PR #13181, opened 2024-09-18
Fix qft-plugins for custom 'qft' gates

alexanderivrii:
### Summary

The ``HighLevelSynthesis`` transpiler pass no longer raises an exception when encountering a custom gate that is called "qft" but is not an instance of class ``QFTGate``. Instead, the synthesis plugins for QFT gates ignore such a gate, and the gate's definition is used (if provided).

Fixes #13120 and #13174.

The PR is very short and has backport potential (if desired).

PR #13345, opened 2024-10-19
Fix the calculation for identity operator's expectation value

### LINKED ISSUE #13029: Statevector._expectation_value_pauli returns incorrect result in certain cases
The calculation for the expectation value of the __identity operator__ seems incorrect when the statevector is __not normalized__ to 1.

I think the reason is that one should use the norm squared rather than the norm in the following lines.
https://github.com/Qiskit/qiskit/blob/1be2c5aa103f1991f2fdc75a77a09f82635b8431/qiskit/quantum_info/states/statevector.py#L478-L479

---

The whole function is attached below to provide context.

https://github.com/Qiskit/qiskit/blob/1be2c5aa103f1991f2fdc75a77a09f82635b8431/qiskit/quantum_info/states/statevector.py#L458-L491

yjh-bill:
### Summary

Fix a bug in `qiskit.quantum_info` in the calculation of expectation value of the identity operator.

Fixes #13029 

### Details and comments
Currently,  `qiskit.quantum_info` yields incorrect results for the expectation value of an identity operator for a given state vector. It returns the norm of the state vector; however, it ought to return the square of the norm.

Therefore, I am changing the following line  

https://github.com/Qiskit/qiskit/blob/1be2c5aa103f1991f2fdc75a77a09f82635b8431/qiskit/quantum_info/states/statevector.py#L478-L479

to 
```Python
   if x_mask + z_mask == 0: 
       return pauli_phase * np.linalg.norm(self.data) ** 2
```

### DIFF
--- a/releasenotes/notes/fix_identity_operator_9e2ec9770ac046a6.yaml
+++ b/releasenotes/notes/fix_identity_operator_9e2ec9770ac046a6.yaml
@@ -1,5 +1,5 @@
 ---
 fixes:
   - |
-    Fixed a bug that caused :meth:`Statevector.expectation_value` to yield incorrect results
+    Fixed a bug that caused :meth:`.Statevector.expectation_value` to yield incorrect results
     for the identity operator when the statevector was not normalized.
--- a/releasenotes/notes/fix_identity_operator_9e2ec9770ac046a6.yaml
+++ b/releasenotes/notes/fix_identity_operator_9e2ec9770ac046a6.yaml
@@ -1,5 +1,5 @@
 ---
 fixes:
   - |
-    Fix a bug that causes Statevector.expectation_value to yield incorrect result
-    for the identity operator when the statevector is not normalized to 1.
+    Fixed a bug that caused :meth:`Statevector.expectation_value` to yield incorrect results
+    for the identity operator when the statevector was not normalized.
--- a/releasenotes/notes/fix_identity_operator_9e2ec9770ac046a6.yaml
+++ b/releasenotes/notes/fix_identity_operator_9e2ec9770ac046a6.yaml
@@ -1,0 +1,5 @@
+---
+fixes:
+  - |
+    Fix a bug that causes Statevector.expectation_value to yield incorrect result
+    for the identity operator when the statevector is not normalized to 1.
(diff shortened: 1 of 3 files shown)


Cryoris:
Thanks for opening a PR to fix this! Could you add a release note and a test, to verify it now works as expected? (See e.g. [this PR](https://github.com/Qiskit/qiskit/pull/13181) for an example on how a bugfix PR should look like 🙂)

yjh-bill:
Sure, I just added a release note and a test.

releasenotes/notes/fix_identity_operator_9e2ec9770ac046a6.yaml
```diff
@@ -0,0 +1,5 @@
+---
+fixes:
+  - |
+    Fix a bug that causes Statevector.expectation_value to yield incorrect result
+    for the identity operator when the statevector is not normalized to 1.
```
Cryoris:
```suggestion
    Fixed a bug that caused :meth:`Statevector.expectation_value` to yield incorrect results
    for the identity operator when the statevector was not normalized.
```

test/python/quantum_info/states/test_statevector.py
```diff
@@ -1152,6 +1152,37 @@ def test_expval_pauli_qargs(self, qubits):
         expval = state.expectation_value(op, qubits)
         self.assertAlmostEqual(expval, target)
 
+
+    def test_expval_identity(self):
```
Cryoris, line 1155: It seems like you need to run the formatter here, you can do that e.g. by calling `make black` (you might want to make sure the right version is installed before doing so, by running `pip install -r requirements-dev.txt -c constraints.txt` before)

yjh-bill: Got it. Thanks for the instruction.

releasenotes/notes/fix_identity_operator_9e2ec9770ac046a6.yaml
```diff
@@ -0,0 +1,5 @@
+---
+fixes:
+  - |
+    Fixed a bug that caused :meth:`Statevector.expectation_value` to yield incorrect results
```
Cryoris: My bad, I missed the initial `.` here in my original suggestion -- otherwise this LGTM 🙂 
```suggestion
    Fixed a bug that caused :meth:`.Statevector.expectation_value` to yield incorrect results
```

Cryoris (approved):
Thanks for this fix!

Problem description >>
Reproduce the material in full, keeping every line exactly as given.

Solution to the exercise >>
PR #13181, opened 2024-09-18
Fix qft-plugins for custom 'qft' gates

alexanderivrii:
### Summary

The ``HighLevelSynthesis`` transpiler pass no longer raises an exception when encountering a custom gate that is called "qft" but is not an instance of class ``QFTGate``. Instead, the synthesis plugins for QFT gates ignore such a gate, and the gate's definition is used (if provided).

Fixes #13120 and #13174.

The PR is very short and has backport potential (if desired).

PR #13345, opened 2024-10-19
Fix the calculation for identity operator's expectation value

### LINKED ISSUE #13029: Statevector._expectation_value_pauli returns incorrect result in certain cases
The calculation for the expectation value of the __identity operator__ seems incorrect when the statevector is __not normalized__ to 1.

I think the reason is that one should use the norm squared rather than the norm in the following lines.
https://github.com/Qiskit/qiskit/blob/1be2c5aa103f1991f2fdc75a77a09f82635b8431/qiskit/quantum_info/states/statevector.py#L478-L479

---

The whole function is attached below to provide context.

https://github.com/Qiskit/qiskit/blob/1be2c5aa103f1991f2fdc75a77a09f82635b8431/qiskit/quantum_info/states/statevector.py#L458-L491

yjh-bill:
### Summary

Fix a bug in `qiskit.quantum_info` in the calculation of expectation value of the identity operator.

Fixes #13029 

### Details and comments
Currently,  `qiskit.quantum_info` yields incorrect results for the expectation value of an identity operator for a given state vector. It returns the norm of the state vector; however, it ought to return the square of the norm.

Therefore, I am changing the following line  

https://github.com/Qiskit/qiskit/blob/1be2c5aa103f1991f2fdc75a77a09f82635b8431/qiskit/quantum_info/states/statevector.py#L478-L479

to 
```Python
   if x_mask + z_mask == 0: 
       return pauli_phase * np.linalg.norm(self.data) ** 2
```

### DIFF
--- a/releasenotes/notes/fix_identity_operator_9e2ec9770ac046a6.yaml
+++ b/releasenotes/notes/fix_identity_operator_9e2ec9770ac046a6.yaml
@@ -1,5 +1,5 @@
 ---
 fixes:
   - |
-    Fixed a bug that caused :meth:`Statevector.expectation_value` to yield incorrect results
+    Fixed a bug that caused :meth:`.Statevector.expectation_value` to yield incorrect results
     for the identity operator when the statevector was not normalized.
--- a/releasenotes/notes/fix_identity_operator_9e2ec9770ac046a6.yaml
+++ b/releasenotes/notes/fix_identity_operator_9e2ec9770ac046a6.yaml
@@ -1,5 +1,5 @@
 ---
 fixes:
   - |
-    Fix a bug that causes Statevector.expectation_value to yield incorrect result
-    for the identity operator when the statevector is not normalized to 1.
+    Fixed a bug that caused :meth:`Statevector.expectation_value` to yield incorrect results
+    for the identity operator when the statevector was not normalized.
--- a/releasenotes/notes/fix_identity_operator_9e2ec9770ac046a6.yaml
+++ b/releasenotes/notes/fix_identity_operator_9e2ec9770ac046a6.yaml
@@ -1,0 +1,5 @@
+---
+fixes:
+  - |
+    Fix a bug that causes Statevector.expectation_value to yield incorrect result
+    for the identity operator when the statevector is not normalized to 1.
(diff shortened: 1 of 3 files shown)


Cryoris:
Thanks for opening a PR to fix this! Could you add a release note and a test, to verify it now works as expected? (See e.g. [this PR](https://github.com/Qiskit/qiskit/pull/13181) for an example on how a bugfix PR should look like 🙂)

yjh-bill:
Sure, I just added a release note and a test.

releasenotes/notes/fix_identity_operator_9e2ec9770ac046a6.yaml
```diff
@@ -0,0 +1,5 @@
+---
+fixes:
+  - |
+    Fix a bug that causes Statevector.expectation_value to yield incorrect result
+    for the identity operator when the statevector is not normalized to 1.
```
Cryoris:
```suggestion
    Fixed a bug that caused :meth:`Statevector.expectation_value` to yield incorrect results
    for the identity operator when the statevector was not normalized.
```

test/python/quantum_info/states/test_statevector.py
```diff
@@ -1152,6 +1152,37 @@ def test_expval_pauli_qargs(self, qubits):
         expval = state.expectation_value(op, qubits)
         self.assertAlmostEqual(expval, target)
 
+
+    def test_expval_identity(self):
```
Cryoris, line 1155: It seems like you need to run the formatter here, you can do that e.g. by calling `make black` (you might want to make sure the right version is installed before doing so, by running `pip install -r requirements-dev.txt -c constraints.txt` before)

yjh-bill: Got it. Thanks for the instruction.

releasenotes/notes/fix_identity_operator_9e2ec9770ac046a6.yaml
```diff
@@ -0,0 +1,5 @@
+---
+fixes:
+  - |
+    Fixed a bug that caused :meth:`Statevector.expectation_value` to yield incorrect results
```
Cryoris: My bad, I missed the initial `.` here in my original suggestion -- otherwise this LGTM 🙂 
```suggestion
    Fixed a bug that caused :meth:`.Statevector.expectation_value` to yield incorrect results
```

Cryoris (approved):
Thanks for this fix!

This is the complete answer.